Cities are the largest and most complex things that we humans make. Despite evidence to the contrary, the knowledge exists on how to make them well. To the politicians and citizens who want to create a better Mumbai, I humbly offer these 10 suggestions.
1. Streets are for People
What makes a city memorable? For the most part it is a well-defined public realm – public spaces defined by the buildings which enfront them and peopled by a vibrant street life. A successful public realm is one that people can inhabit comfortably on foot. Unfortunately, most Indian cities today, including Mumbai, emphasize automobile movement while disregarding the pedestrian. Sidewalks are non-existent or permanently in disrepair, often having been dug up for utility upgrading. Today being a pedestrian in Mumbai is akin to being a soldier on a battlefield navigating through land mines strewn in one’s path of travel.
Traffic engineers for the most part ignore the real needs of pedestrians. For example, parallel parking, essential to protecting and comforting people on the sidewalk, is often eliminated to speed the traffic. Every aspect of the streetscape, including lane widths, curbs, sidewalks, trees, and lighting can be designed to the needs of either cars or people. Mumbai favors the former.

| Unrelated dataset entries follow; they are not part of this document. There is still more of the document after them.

PR #638, opened 2026-08-19
feat(dashboard): bring the navigation shell onto the design

jigjigjig:
## Description

Brings the dashboard's navigation shell onto the navigation design: the rail's
geometry and interaction states, the scope switcher and its menu, both rails'
grouping, and the top bar and account menu around them.

`feat/tenancy-dashboard-pages` (#626) has since merged, so this now targets
`main` and the diff below is only this work.

### The rail
- The design's geometry: 44px rows, 16px glyphs, uppercase group headings, and
  264px expanded / 72px collapsed.
- The glyphs are `react-icons` Feather components now, replacing 359 lines of
  hand-rolled inline SVG. `otari-ai/frontend` names its marks as `IconType`,
  and matching that is the point: a destination on both rails should wear the
  same mark at M5, which it cannot while one rail draws its own paths. This is
  the one field where the two registries differed, and it stops differing.
- The selected row lifts off the rail instead of wearing a teal tint, and hover
  moves the opposite way, so the two are never confusable. Pressed and
  selected-while-hovered complete the two directions, and a keyboard ring sits
  on every row whatever else it wears. All of it is one module,
  `nav/rowStyles.ts`, mirroring the reference's own.
- A collapsed group opens a flyout of its children rather than linking past
  them, which is what makes Guardrails, Web search, and Code execution
  reachable from a collapsed rail. A group gated down to one child becomes it.
- Each rail resumes its last destination instead of resetting, which is the
  design's `Interaction · A ⇄ B` note.

### Scope and both rails
- The switcher is sized to the design and sits on the rail's ground, not on a
  white card that read as the first item in the list. Its menu gained labeled
  groups, the current scope checked at both levels, and create actions.
- The organization rail is the design's four groups, and the row that crosses
  into it is an ordinary nav row rather than a bordered box under the rail.
- **Model pricing** is one of those groups' rows, under Cost & billing, with
  `features/pricing/` behind it. A rate applies to every workspace and every key
  in the deployment, so it is tenant-scoped in fact as well as in the design;
  before this it had no page at all, and the default-catalog refresh flow sat in
  the gateway's runtime Settings next to the master key. One model's rate still
  lives on Models, beside the model it prices.

### Chrome
- The top bar gained the design's right-hand cluster, the account menu was
  rebuilt to its order with appearance folded into one row, and the mobile
  drawer is a full panel below the bar, so its backdrop, focus trap, and
  `role="dialog"` are gone along with the modal it no longer is.

### Deliberately absent
Four organization rows the design draws (Billing, Gateways, the organization's
own provider credentials, the guardrail ceiling) are declared and gated on
surfaces the standalone bootstrap does not report. They are absent here and
present on a deployment that serves them. Create organization is gated the same
way, on an entitlement this build does not grant; the row's handler belongs to
the build that grants it, which `WorkspaceSwitcher` says at the site.

### Two known limitations, both deliberate
Neither is a gap to patch without a design answer, so each is recorded where
someone would look for it rather than left to be discovered:

- **The bundled guide has no entry point below `md`.** It is **Documentation**
  in the top bar, and that cluster is `hidden md:flex`; the design's account
  menu has no row for the guide, so `/#/docs` is the way in on a phone. Noted in
  `web/AGENTS.md`.
- **`/tools`, the three tool services on one page, is reachable by URL only.**
  A group with more than one visible child is a disclosure when expanded and a
  flyout when collapsed, and neither navigates to the parent. Each service has
  its own destination, and Guardrails belongs to Routing, so a row for the
  combined page would duplicate all three. Noted in `nav/registry.ts`.

## Review round

Every thread on this PR is answered and resolved. Six changed code, three were
answered with a decision or a pointer at the existing behavior.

Mumbai should remove the fence barriers along the edges of streets that enclose pedestrians like cattle. Permit pedestrians to cross streets at grade at all intersections. Whoever designed an elevated pedestrian crosswalk must have been in an automobile. They do not work, and they never will. And you only have to walk through a below grade street crossing once, to realize that it is a bad idea.
2. Overrule the Specialists
The city by definition is a general enterprise, and the specialist is the enemy of the city. Engineers are not alone in their quest to shape the city around specialized needs. The modern world is full of experts who are paid to ignore criteria beyond their profession. Cities need generalists to weigh the advice of specialists against the common good.
The traffic engineers in their quest to move traffic from north to south propose building 100 above-ground flyovers, without consideration for what this decision does to the quality-of-life for local residents, who have to look and live with this ugly, noisy monstrosity.
Imagine for a moment if someone was to build a concrete bridge 15 feet from your bedroom window, so that the privileged few could save a few minutes of time driving through your neighborhood in the comfort of their air-conditioned capsule.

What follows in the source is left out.